Ferrara, que es directora de INSCRIBE, un proyecto que investiga la invención de la escritura combinando la lingüística, la arqueología, la antropología, la percepción visual y los estudios cognitivos, recuerda que existen en el mundo cerca de una docena de escrituras antiguas que todavía no somos capaces de leer ni de entender, indescifrables.
La isla de Creta, donde concentra parte de su trabajo, esconde cuatro de ellas: el jeroglífico cretense, "las primeras inscripciones de Europa", documentadas en una necrópolis de hace 4.000 años; la lineal A, un silabario con aproximadamente noventa signos y una serie casi infinita de logogramas; la lineal B, que registra un dialecto griego muy arcaico; y el disco de Festo. Esta misteriosa pieza de arcilla cocida, hallada entre los vestigios de un gran palacio minoico, ha sido interpretada como una falsificación o una suerte de juego de la oca, pero cuenta con doscientos cuarenta y dos signos impresos en secuencias de palabras bien separadas y no arbitrarias. Es un verdadero lenguaje escrito, un unicum que hasta el momento conduce a un callejón sin salida.
Las páginas dedicadas a los sistemas aún no descifrados son las más fascinantes del libro, que también homenajea a descubridores como Jean-François Champollion y su Piedra Rosetta, un hito del que se acaban de cumplir dos siglos.
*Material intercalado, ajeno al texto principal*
PR #351, opened 2017-04-29
Add thumbnailer for palette.Palette

ctessum:


ctessum:
PTAL. The legend in the example image doesn't look very good but I think that might be a task for a separate pull request.

plotter/heat_test.go
```diff
@@ -58,6 +60,16 @@ func ExampleHeatMap() {
...
+	// Create a legend.
+	rng := h.Max - h.Min
+	thumbs := PaletteThumbnailers(plte)
+	for i := len(thumbs) - 1; i >= 0; i-- {
+		t := thumbs[i]
+		fmin := float64(i) / float64(len(thumbs))
+		fmax := float64(i+1) / float64(len(thumbs))
+		p.Legend.Add(fmt.Sprintf("%.2g - %.2g", h.Min+fmin*rng, h.Min+fmax*rng), t)
+	}
+
```
Kunde21: This for loop seems like a good candidate for incorporation into the API as `BuildThumbnail` and (if so, additionally) incorporated into an `AddThumbnail` method.

ctessum: Because this example seems to be representing a continuous rather  than categorical variable, I feel like a better long term solution here is to use a color map instead of a palette. That would also fix the Too Many Labels problem.

plotter/heat_test.go
```diff
@@ -48,7 +49,8 @@ func ExampleHeatMap() {
 			5, 6, 7, 8,
 			9, 10, 11, 12,
 		})}
-	h := NewHeatMap(m, palette.Heat(12, 1))
+	plte := palette.Heat(12, 1)
```
kortschak: s/plte/pal/g

plotter/palettethumbnailer.go
```diff
@@ -0,0 +1,67 @@
...
+import (
+	"image/color"
+
+	"github.com/gonum/plot"
+	"github.com/gonum/plot/palette"
+	"github.com/gonum/plot/vg"
+	"github.com/gonum/plot/vg/draw"
+)
+
+// PaletteThumbnailers creates a group of objects that can be used to
```
kortschak: s/group of objects/slice of plot.Thumbnailer/

plotter/palettethumbnailer.go
```diff
@@ -0,0 +1,67 @@
...
+	return thumbnailers
+}
+
+// paletteThumbnailer implements the Thumbnailer interface
+// for color palettes.
+type paletteThumbnailer struct {
+	color color.Color
+}
+
+// Thumbnail fulfills the plot.Thumbnailer interface.
```
kortschak: s/fulfills/satisfies/

plotter/palettethumbnailer.go
```diff
@@ -0,0 +1,67 @@
...
+	pts := []vg.Point{
+		{X: c.Min.X, Y: c.Min.Y},
+		{X: c.Min.X, Y: c.Max.Y},
+		{X: c.Max.X, Y: c.Max.Y},
+		{X: c.Max.X, Y: c.Min.Y},
+	}
+	poly := c.ClipPolygonY(pts)
+	c.FillPolygon(t.color, poly)
+
+	// Here we draw the upper border.
```
kortschak: Leave out the borders please.

plotter/palettethumbnailer.go
```diff
@@ -0,0 +1,67 @@
...
+// Thumbnail fulfills the plot.Thumbnailer interface.
+func (t paletteThumbnailer) Thumbnail(c *draw.Canvas) {
+	lineStyle := draw.LineStyle{
+		Color:    color.Black,
+		Width:    vg.Points(1),
+		Dashes:   []vg.Length{},
+		DashOffs: 0,
+	}
+
+	// Here we draw the fill.
```
kortschak: Delete this comment.

plotter/heat_test.go
```diff
@@ -58,6 +60,16 @@ func ExampleHeatMap() {
...
 	p.Add(h)
 
+	// Create a legend.
+	rng := h.Max - h.Min
+	thumbs := PaletteThumbnailers(plte)
+	for i := len(thumbs) - 1; i >= 0; i-- {
+		t := thumbs[i]
+		fmin := float64(i) / float64(len(thumbs))
+		fmax := float64(i+1) / float64(len(thumbs))
+		p.Legend.Add(fmt.Sprintf("%.2g - %.2g", h.Min+fmin*rng, h.Min+fmax*rng), t)
```
kortschak: If you have the following, you get a less cluttered legend and the issue of borders becomes cleaner.

```
		t := thumbs[i]
		if i == 0 || i == len(thumbs)-1 {
			p.Legend.Add("", t)
			continue
		}
		fmin := float64(i) / float64(len(thumbs))
		fmax := float64(i+1) / float64(len(thumbs))
		p.Legend.Add(fmt.Sprintf("%.2g - %.2g", h.Min+fmin*rng, h.Min+fmax*rng), t)
```

ctessum: It looks like the only change here is to not label the first and last colors. How does that help?

kortschak: Sorry, that was a terrible misspeak.

```
		t := thumbs[i]
		if i != 0 && i != len(thumbs)-1 {
			p.Legend.Add("", t)
			continue
		}
		switch i {
		case 0:
			val = h.Max
		case len(thumbs)-1:
			val = h.Min
		}
		p.Legend.Add(fmt.Sprintf("%.2g", val), t)
```

kortschak:
What would it involve to get the legend to not overlay the heat map?

ctessum:
PTAL. I figured out a way to get the legend to not overlap. It's pretty hacky but it works for now.

PR #353, opened 2017-05-01
plotter: Add ColorBar legend for palette.ColorMap

ctessum:


ctessum:
PTAL

plotter/colorbar.go
```diff
@@ -0,0 +1,107 @@
...
+
+	// Colors specifies the number of colors to be
+	// shown in the legend. The default is 255.
+	Colors int
+
+	cm palette.ColorMap
+}
+
+// NewColorBar creates a new ColorBar plotter.
+func NewColorBar(cm palette.ColorMap) *ColorBar {
```
kortschak: I think we could do without a New function if we made `ColorBar` usable with a non-zero `palette.ColorMap`. This would entail defining the behaviour for `Colors == 0`, probably to be one color per point across the varying axis.

plotter/colorbar.go
```diff
@@ -0,0 +1,107 @@
...
+		img = image.NewNRGBA64(image.Rectangle{
+			Min: image.Point{X: 0, Y: 0},
+			Max: image.Point{X: 1, Y: l.Colors},
+		})
+		for i := 0; i < l.Colors; i++ {
+			color, err := l.cm.At(float64(i) / float64(l.Colors-1))
+			if err != nil {
+				panic(err)
+			}
+			if l.Vertical {
```
kortschak: I don't understand this. We know `l.Vertical` is true here. The conditional code is a reversal, not a horizontal v vertical rendering.

plotter/colorbar.go
```diff
@@ -0,0 +1,107 @@
...
+	if l.Vertical {
+		return 0, 1, l.cm.Min(), l.cm.Max()
+	}
+	return l.cm.Min(), l.cm.Max(), 0, 1
+}
+
+// GlyphBoxes implements the GlyphBoxes method
+// of the plot.GlyphBoxer interface.
+func (l *ColorBar) GlyphBoxes(plt *plot.Plot) []plot.GlyphBox {
+	return nil
```
kortschak: Why?

plotter/colorbar.go
```diff
@@ -0,0 +1,107 @@
...
+	return &ColorBar{
+		cm:     cm,
+		Colors: 255,
+	}
+}
+
+// Plot implements the Plot method of the plot.Plotter interface.
+func (l *ColorBar) Plot(c draw.Canvas, p *plot.Plot) {
+	if l.cm.Max() == l.cm.Min() {
+		panic("palette: ColorMap Max==Min")
```
sbinet: this should read `plotter: ...`

sbinet: perhaps check this invariant inside `NewColorBar` instead of inside each and every method of `ColorBar`.

plotter/colorbar.go
```diff
@@ -0,0 +1,107 @@
...
+		Min: vg.Point{X: xmin, Y: ymin},
+		Max: vg.Point{X: xmax, Y: ymax},
+	}
+	c.DrawImage(rect, img)
+}
+
+// DataRange implements the DataRange method
+// of the plot.DataRanger interface.
+func (l *ColorBar) DataRange() (xmin, xmax, ymin, ymax float64) {
+	if l.cm.Max() == l.cm.Min() {
```
sbinet: perhaps check this invariant inside `NewColorBar` instead of inside each and every method of `ColorBar`.

plotter/colorbar.go
ctessum: This is mutually exclusive with getting rid of NewColorBar.

plotter/colorbar.go
ctessum: This is mutually exclusive with getting rid of NewColorBar.

ctessum:
PTAL

plotter/colorbar.go
```diff
@@ -0,0 +1,111 @@
...
+	// shown in the legend. If Colors is not specified,
+	// a default will be used.
+	Colors int
+}
+
+// colors returns the number of colors to be shown
+// in the legend, substituting invalid values
+// with the default of one color per vg.Point.
+func (l *ColorBar) colors(c draw.Canvas) int {
+	if l.Colors <= 0 {
```
kortschak: Reduce indentation by saying 

```
if l.Colors > 0 {
    return l.colors
}
if l.Vertical {
    return int((c.Max.Y - c.Min.Y).Points())
}
return int((c.Max.X - c.Min.X).Points())
```

PR #962, opened 2022-06-08
GM: Add support for cam harness & stock ACC

JasonJShuler:
In preparation for non-ASCM based Silverado, Suburban and Tahoe support, safety model options
have been added to enable forwarding between the camera and powertrain bus (with appropriate
message filtering), and to optionally allow the use of stock ACC.
(Note that these changes should apply to any GM vehicle with ACC + LKAS that doesn't use an ASCM)

The friction brake command is permitted for tx on powertrain, and included in ACC command fwd filter.

Regen paddle updated to set brake_pressed instead of directly unsetting controls_allowed.

Contains WIP LKAS timing enforcement wrapped in an #ifdef for easy removal - 
may be necessary until the OP side EPS fix is completed.

TODO:
* [x] REMINDER: carcontroller.py should omit ASCM keepalive messages if they can be forwarded from the cam.
* [x] Testing of new scenarios and messages must be implemented
* ~~[ ] Work on preventing remaining EPS faults in OP~~ This will be done in OP
* ~~[ ] Determine why steering limit code is being triggered and resolve if possible~~ This will be a separate issue
* [x] Regression testing
* [x] Determine if any changes are necessary in safety code for self-contained ACC modules vs stock camera-based VOACC
* [x] Determine if changes are required if the front camera isn't connected (nothing to forward)
* ~~[ ] Reminder: Current port doesn't monitor the status of the brake controller on the chassis bus - might be good to add~~ Not in scope for this PR
* ~~[ ] Reminder: Investigate brake controller status for cars that use the PT bus for friction brakes~~ Not in scope for this PR
* [x] Resolve any MISRA violations introduced


board/safety/safety_gm.h
```diff
@@ -42,6 +53,18 @@ enum {
   GM_BTN_CANCEL = 6,
 };
 
+int gm_cam_bus = 2;
+
+enum {GM_OBD2, GM_CAM} gm_harness = GM_OBD2;
+bool gm_stock_long = false;
+
+#ifdef GM_EPS_TIMING_WORKAROUND
```
sshane, line 61: Let's do all this stuff in another PR for now

JasonJShuler: I didn't expect the timing stuff would be in the final pr - I'm hoping something can be done OP side.

tests/safety/test_gm.py
```diff
@@ -196,6 +213,10 @@ def setUp(self):
     self.safety.set_safety_hooks(Panda.SAFETY_GM, Panda.FLAG_GM_HW_CAM)
     self.safety.init_tests()
 
+  # TODO: implement this
```
sshane, line 216: @JasonJShuler Do you know what message this is?

JasonJShuler: On cars that engage/disengage entirely based on PCM status rather than using buttons, I suspect this would be implemented.
Recall when you had to roll back the use of the boolean brake_pressed signal because the PCM uses a different threshold? The PCM would disengage over bumps and such, and I think it caused a controls mismatch or something...

In my opinion it warrants investigation: if cruise status is being managed by some ECU, I don't know why we aren't using the ECU state for engage/disengage, rather than buttons. (It might be related to improving the stop/go experience?)

Especially where these new cars will be initially dependent on the stock ACC...

JasonJShuler:
@sshane is helping to update the tests, otherwise I think the main code is ready for review - I'm removing this from draft status

JasonJShuler:
@sshane are you ok if I rebase from commaai/master and force push to clean things up a tad?

adeebshihadeh:
> @sshane are you ok if I rebase from commaai/master and force push to clean things up a tad?

Yeah, that's fine. We always squash merge, so we don't care how dirty your branch is.

tests/safety/test_gm.py
sshane: I think it was because we assume we can control the ACC state, including enabling and disabling without spamming buttons, and controlling the ACC set speed. For example we can't enable cruise on Toyota and we don't have cruise set speed control, but we can with Hyundai.

Do you know if the PCM manages these things or does the camera?

tests/safety/test_gm.py
```diff
@@ -18,7 +18,7 @@ class Buttons:
   CANCEL = 6
 
 
-class TestGmSafety(common.PandaSafetyTest, common.DriverTorqueSteeringSafetyTest):
+class TestGmSafetyBase(common.PandaSafetyTest, common.DriverTorqueSteeringSafetyTest):
   TX_MSGS = [[384, 0], [1033, 0], [1034, 0], [715, 0], [880, 0],  # pt bus
```
sshane, line 22: Self note:

- One base test class (only subclassed from)
- A class for ASCM with op long
- A class for GM CAM (only stock long, we can subclass that to add op long tests)

sshane:
- [x] Made GM CAM use the PCM cruise state, just like openpilot

sshane:
Let's do the longitudinal support in a PR after this is merged

sshane:
- [ ] Remove resume safety

board/safety/safety_gm.h
```diff
@@ -218,12 +236,44 @@ static int gm_tx_hook(CANPacket_t *to_send, bool longitudinal_allowed) {
     }
   }
 
+  // BUTTONS: used for resume spamming and cruise cancellation
```
sshane, line 239:
```suggestion
  // BUTTONS: used for resume spamming and cruise cancellation with stock longitudinal
```

board/safety/safety_gm.h
```diff
@@ -218,12 +236,44 @@ static int gm_tx_hook(CANPacket_t *to_send, bool longitudinal_allowed) {
...
+
+  int bus_fwd = -1;
+
+  if (gm_hw != GM_ASCM) {
+    if (bus_num == 0) {
+      bus_fwd = 2;
+    }
+
+    if (bus_num == 2) {
+      // block lkas message, forward all others (including ACC messages)
```
sshane, line 263:
```suggestion
      // block lkas message, forward all others
```

board/safety/safety_gm.h
```diff
@@ -218,12 +236,44 @@ static int gm_tx_hook(CANPacket_t *to_send, bool longitudinal_allowed) {
...
+
   // 1 allows the message through
   return tx;
 }
 
+static int gm_fwd_hook(int bus_num, CANPacket_t *to_fwd) {
+
+  int bus_fwd = -1;
+
+  if (gm_hw != GM_ASCM) {
```
adeebshihadeh, line 257: any reason this is written like this? reads better as:
```suggestion
  if (gm_hw != GM_CAM) {
```

tests/safety/test_gm.py
```diff
@@ -180,5 +147,88 @@ def test_tx_hook_on_pedal_pressed_on_alternative_gas_experience(self):
...
+        self._rx(self._button_msg(Buttons.UNPRESS))
+        self.assertTrue(self.safety.get_controls_allowed())
+
+  def test_cancel_button(self):
+    self.safety.set_controls_allowed(1)
+    self._rx(self._button_msg(Buttons.CANCEL))
+    self.assertFalse(self.safety.get_controls_allowed())
+
+
+class TestGmCameraSafety(TestGmSafetyBase):
```
adeebshihadeh, line 203: missing a button test case

tests/safety/test_gm.py
```diff
@@ -180,5 +147,88 @@ def test_tx_hook_on_pedal_pressed_on_alternative_gas_experience(self):
...
+    self.packer = CANPackerPanda("gm_global_a_powertrain_generated")
+    self.packer_chassis = CANPackerPanda("gm_global_a_chassis")
+    self.safety = libpandasafety_py.libpandasafety
+    self.safety.set_safety_hooks(Panda.SAFETY_GM, Panda.FLAG_GM_HW_CAM)
+    self.safety.init_tests()
+
+  def _user_gas_msg(self, gas):
+    # FIXME: be careful with tests that use _user_gas_msg, we set CruiseState=1 so that
+    # certain gas tests aren't impacted by this safety mode's use of cruise state in the same message
+    values = {"AcceleratorPedal2": 1 if gas else 0, "CruiseState": 1}
```
adeebshihadeh, line 218: you can just read the cruise state and pass that in

board/safety/safety_gm.h
sshane: I think it was because there was going to be a GM_CAM_LONG, but we can figure that out later in another PR. That should probably be another variable like the other makes

tests/safety/test_gm.py
sshane: Also need to set pcm_cruise in all the tests then, and the global tests are ran on button enable and PCM cars, so we'd get missing implementation errors.

PR #963, opened 2022-06-09
Honda Bosch: consider correct bus for buttons

sshane:
Fixes a bug uncovered by https://github.com/commaai/panda/pull/874. We get quite a few messages from bus 2 where the first byte is 0xff for SCM_BUTTONS, we got unlucky as it parses out to 7 and considering buttons with no past didn't make this an issue (7 is not a recognized button) before. But now it's pretty much always guaranteed the last button is 7, so neither set or resume, causing controls_allowed never to rise.

This is a Bosch Civic: https://user-images.githubusercontent.com/25857203/172751996-27a04991-9232-4591-bdf1-70e13b5c409e.png

What panda sees: https://user-images.githubusercontent.com/25857203/172752445-56369f9e-712b-404a-8d62-3ddf91678646.png

Checked a Honda CR-V (Nidec), didn't have the button message on 0x1A6 on any other bus in normal operation, so only a bosch problem likely.

### DIFF
--- a/board/safety/safety_honda.h
+++ b/board/safety/safety_honda.h
@@ -145,7 +145,7 @@ static int honda_rx_hook(CANPacket_t *to_push) {
 
     // state machine to enter and exit controls for button enabling
     // 0x1A6 for the ILX, 0x296 for the Civic Touring
-    if (((addr == 0x1A6) || (addr == 0x296)) && bus == pt_bus) {
+    if (((addr == 0x1A6) || (addr == 0x296)) && (bus == pt_bus)) {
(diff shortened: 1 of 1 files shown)


sshane:
@adeebshihadeh Maybe it would be nice to change the addr check struct to make it so messages with incorrect length or bus aren't valid so we don't parse them? Right now they're just filters to find the counter and checksum checks, and if not it's always valid.

This would probably need changes across openpilot though, as we do existance checks for stock ecus for example, and those aren't in the addr checks.

PR #970, opened 2022-06-17
Chrysler: use universal gas and brake signals

sshane:


sshane:
Tests will pass when updating the pinned openpilot version

PR #976, opened 2022-06-22
Dockerfile: pin opendbc commit

sshane:
For cases where you need to merge a new signal to opendbc, however you can't bump opendbc on openpilot master until the panda PR is ready and tests pass. Previously you needed to make a second commit in panda to bump openpilot once it was merged (with failing panda tests).


Dockerfile.panda
```diff
@@ -65,6 +65,7 @@ RUN cd /tmp && \
     git fetch && \
     git checkout 1b0167ce24afb037b36464c40f9c5e0d657e77d9 && \
     git submodule update --init cereal opendbc rednose_repo && \
+    git -C opendbc checkout b8b3adfd9d64413642201954808810ea853782d7 && \
```
adeebshihadeh, line 68: always do a fetch, reset, and clean as well

PR #978, opened 2022-07-04
Pedal FW: Auto-detect installation in GM vehicle and apply ADC transform

JasonJShuler:
Pedal has required custom firmware to work in GM vehicles due to different electrical characteristics (the ECM has different internal resistance than (any) other brand, causing the ADC to read values lower than they should be)

Without this mitigation, the Pedal writes the incorrect ADC values to the DAC, which causes the vehicle to throw a DTC and show an error.

This version of the firmware automatically detects if it is in a GM vehicle vs other vehicles. Once it has detected being in a GM vehicle, the Pedal is latched into GM mode. The test is most likely performed before the car is fully powered on, and should appear transparent to openpilot.

If the user is pressing the pedal while the interceptor is starting up, it could cause a false-negative.

The scale factors were calculated by comparing the voltages at the throttle position sensor without a Pedal, and with a pedal attached.

Note: This transform is completely unrelated to the transform defined in the dbc file. Because the resistance is different in GM's ECM, the voltage values returned by the ADC are incorrect (too low). When the Pedal attempts to write the ADC value to the DAC, the output voltage is out of spec and the vehicle throws errors.

Also, the numbers used for the transform were selected to be able to use integer math.

### DIFF
--- a/board/pedal/main.c
+++ b/board/pedal/main.c
@@ -97,6 +97,11 @@ int usb_cb_control_msg(USB_Setup_TypeDef *setup, uint8_t *resp) {
 #define CAN_GAS_SIZE 6
 #define COUNTER_CYCLE 0xFU
 
+#define XFORM_MODE_UNKNOWN 0U
+#define XFORM_MODE_NORMAL 1U
+#define XFORM_MODE_GM 2U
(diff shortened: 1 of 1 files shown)


JasonJShuler:
After testing, this didn't work.

PR #986, opened 2022-07-12
compatible with lower version arm-none-eabi-gcc

maimaixiong:


adeebshihadeh:
What exactly does this fix and what version are you targeting?

PR #989, opened 2022-07-18
VW PQ: Longitudinal control safety, lateral torque update

jyoung8607:
* Prep for E2E longitudinal control, tested and working with current-state openpilot VOACC
* Open lateral control ramp-rates a little for use with openpilot's lateral acceleration torque controller


jyoung8607:
Ready for consideration. Notes:

* `3cfdec54aa035f3f|2022-07-19--23-45-10` needs to be uploaded for longitudinal-mode Panda safety replay testing. I've tested locally with the first two segments concatenated, so we see two full engages and disengages, and it looks good.

* Based on subjective comparison with my Golf R, and the low noise values from the test NMS Passat, I wanted to bring the driver torque threshold from 80 down to 60. Unfortunately it breaks the current stock ACC Panda safety replay route, and I don't have an immediate replacement. Will do this again in the future.

* For use with the new lateral torque tune, I bumped the max ramp rate a little to avoid clipping. Before we'd go to max in 1.5 seconds, now we can go to max in 1.0 seconds. The factory EPS lets us go to max in 0.6 seconds. I'd rather take it to factory max, but I figured this would be easier to justify for the first round.

adeebshihadeh:
Can you rebase? Seems there's some conflicts from my recent refactors.

jyoung8607:
> Can you rebase? Seems there's some conflicts from my recent refactors.

Done and passing.

PR #1004, opened 2022-08-01
CAN chunking refactor

robbederks:
The current chunking code relies on the following assumptions from the USB bulk transfers. This PR removes those assumptions, which aren't true for SPI comms:

- `max_len` is always 0x40 (the bulk transfer chunk size)
- the chunks are always requested in a max-size bulk transfer
- the chunk counter always starts at 0 for a new transfer, with the overflow buffer empty

### DIFF
--- a/python/__init__.py
+++ b/python/__init__.py
@@ -68,17 +68,30 @@ def unpack_can_buffer(dat, prev_rx_counter=None):
   else:
     can_rx_counter = dat[0]
 
-  for i in range(0, len(dat), 64):
-    if can_rx_counter != dat[i]:
-      print("CAN: LOST RECV PACKET COUNTER", can_rx_counter, dat[i])
-      break
+  i = 0
+  while i < len(dat):
+    # unpack chunk header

La lista de enigmas va desde el manuscrito Voynich, un libro de doscientas páginas minuciosamente ilustrado con imágenes fantásticas —flores y plantas quiméricas, siluetas de mujeres desnudas, un gran despliegue de diagramas alquímicos—, con apariencia de enciclopedia encriptada de la ciencia del siglo XV; hasta el rongo-rongo de la remota isla de Pascua, quizá la más misteriosa. Se trata de unas tablillas de madera con incisiones de una abigarrada serie de signos que se lee en zigzag por intervalos —la segunda línea tiene los signos boca abajo de la primera y hay que darle la vuelta—. Es un logo-silabario seguramente relacionado con la lengua rapanui actual y cuya razón de ser parece el sustrato de la isla, los petroglifos de criaturas marinas y figuras de aves-hombres.